What you will do:
Report each line of the entries below that includes "Remove".

Stored items:
PR #848, opened 2018-01-11
Set iroha user in Dockerfile

x3medima17:
### Description of the Change
This PR enables CI build from non-privileged user, instead of root.
It builds iroha-docker-develop with pre-created iroha user, and simplifies run-iroha-dev script.

### Benefits
More realistic CI builds.
Simpler run-iroha-dev script

### Possible Drawbacks 
None

### DIFF
--- a/.circleci/config.yml
+++ b/.circleci/config.yml
@@ -24,7 +24,6 @@ jobs:
     steps:
       - checkout
       - run: echo $(eval echo "$IROHA_VERSION")
-      - run: echo ~/.ccache; whoami
       - restore_cache:
           keys:
             - v1-build-cache-debug-{{ arch }}-{{ .Branch }}-
@@ -48,9 +47,6 @@ jobs:
               -B$IROHA_BUILD \
               -DCMAKE_BUILD_TYPE=Debug \
               -DIROHA_VERSION=$(eval echo "$IROHA_VERSION")
-      - run:
-          name: whoami
-          command: whoami
       - run:
           name: make
           command: |
--- a/.circleci/config.yml
+++ b/.circleci/config.yml
@@ -3,7 +3,7 @@ defaults: &defaults
   environment:
     IROHA_HOME: /opt/iroha
     IROHA_BUILD: /opt/iroha/build
-    CCHACHE_DIR: /opt/.ccache
+    CCACHE_DIR: /opt/.ccache
     SONAR_DIR: /opt/.sonar
 
 
@@ -30,7 +30,7 @@ jobs:
             - v1-build-cache-debug-{{ arch }}-{{ .Branch }}-
             - v1-build-cache-debug-{{ arch }}-
           paths:
-            - $CCHACHE_DIR
+            - $CCACHE_DIR
 
       - run:
           name: ccache setup
@@ -63,7 +63,7 @@ jobs:
       - save_cache:
           key: v1-build-cache-debug-{{ arch }}-{{ .Branch }}-{{ epoch }}
           paths:
-            - $CCHACHE_DIR
+            - $CCACHE_DIR
       - run:
           name: unit tests, generate xunit-*.xml
           command: cmake --build $IROHA_BUILD --target test
@@ -96,7 +96,7 @@ jobs:
             - v1-build-cache-release-{{ arch }}-{{ .Branch }}-
             - v1-build-cache-release-{{ arch }}-
           paths:
-            - $CCHACHE_DIR
+            - $CCACHE_DIR
       - run:
           name: ccache setup
           command: |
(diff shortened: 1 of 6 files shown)


.circleci/config.yml
```diff
@@ -21,12 +24,14 @@ jobs:
...
+      - run: echo ~/.ccache; whoami
       - restore_cache:
           keys:
-            - build-cache-debug-{{ arch }}-{{ .Branch }}-
-            - build-cache-debug-{{ arch }}-
+            - v1-build-cache-debug-{{ arch }}-{{ .Branch }}-
+            - v1-build-cache-debug-{{ arch }}-
           paths:
-            - ~/.ccache
+            - $CCHACHE_DIR
```
Warchant: cc**H**ache?

maybe **CCACHE** ?

scripts/run-iroha-dev.sh
```diff
@@ -12,14 +12,10 @@ export COMPOSE_PROJECT_NAME=${PROJECT}
...
-    adduser --disabled-password --gecos "" ${USER} --uid ${USERID}
-  docker-compose -f ${IROHA_HOME}/docker/docker-compose.yml exec node \
-    chown -R ${USER}:${USER} /tmp/ccache
   docker-compose -f ${IROHA_HOME}/docker/docker-compose.yml exec \
-    --user ${USER} node /bin/bash
+    node /bin/bash
   docker-compose -f ${IROHA_HOME}/docker/docker-compose.yml down
 else
   docker-compose -f ${IROHA_HOME}/docker/docker-compose.yml exec \
-    --user ${USER} node /bin/bash
```
Warchant: these lines are needed because if you build iroha locally, then switch to docker environment, you will have troubles with rights

Warchant: these lines are needed because if you build iroha locally, then switch to docker environment, you will have troubles with rights

x3medima17: It will be already logged as iroha user

.circleci/config.yml
x3medima17: Fixed

scripts/run-iroha-dev.sh
Warchant: If I have `bogdan` user with 1000 id, modify some file, set permissions on this file 600, then after login to docker I will be `iroha` user with potentially another ID, and this user will not have rights to modify files inside a container.

.circleci/config.yml
```diff
@@ -15,18 +18,20 @@ jobs:
...
     <<: *version
     docker:
-      - image: hyperledger/iroha-docker-develop
+      - image: hyperledger/iroha-docker-develop:v1
       - image: postgres:9.5
       - image: redis:3.2.8
     steps:
       - checkout
       - run: echo $(eval echo "$IROHA_VERSION")
+      - run: echo ~/.ccache; whoami
```
l4l: `echo ccache`? that is redundant i guess

docker/develop/Dockerfile
```diff
@@ -194,5 +194,12 @@ RUN git clone git://github.com/warchant/ed25519.git /tmp/ed25519; \
     ldconfig; \
     rm -rf /tmp/ed25519
 
+RUN adduser iroha-ci
 WORKDIR /opt/iroha
+RUN chmod -R 777 /opt/iroha; \
+    mkdir -p /tmp/ccache; \
+    chmod -R 777 /tmp/
```
l4l: just `mkdir -m 777 -p /tmp/ccache` should be enough, why the whole dir?

.circleci/config.yml
Warchant: Debug output. Remove

.circleci/config.yml
```diff
@@ -43,6 +48,9 @@ jobs:
               -B$IROHA_BUILD \
               -DCMAKE_BUILD_TYPE=Debug \
               -DIROHA_VERSION=$(eval echo "$IROHA_VERSION")
+      - run:
+          name: whoami
+          command: whoami
```
Warchant: Debug output. Remove.

docker/develop/Dockerfile
```diff
@@ -194,5 +194,12 @@ RUN git clone git://github.com/warchant/ed25519.git /tmp/ed25519; \
     ldconfig; \
     rm -rf /tmp/ed25519
 
+RUN adduser iroha-ci
 WORKDIR /opt/iroha
+RUN chmod -R 777 /opt/iroha; \
```
Warchant: there is no iroha inside. it is mounted from host in CI and in script.

scripts/run-iroha-dev.sh
```diff
@@ -1,8 +1,14 @@
 #!/bin/bash
 
-USER=iroha
 USERID=$(id -u $(whoami))
 
+
```
Warchant: add check that `IROHA_HOME` is set.

if not set -- print error message and exit with non-0 exit code

x3medima17: We assign IROHA_HOME in this script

Response area:
Warchant: Debug output. Remove
Warchant: Debug output. Remove.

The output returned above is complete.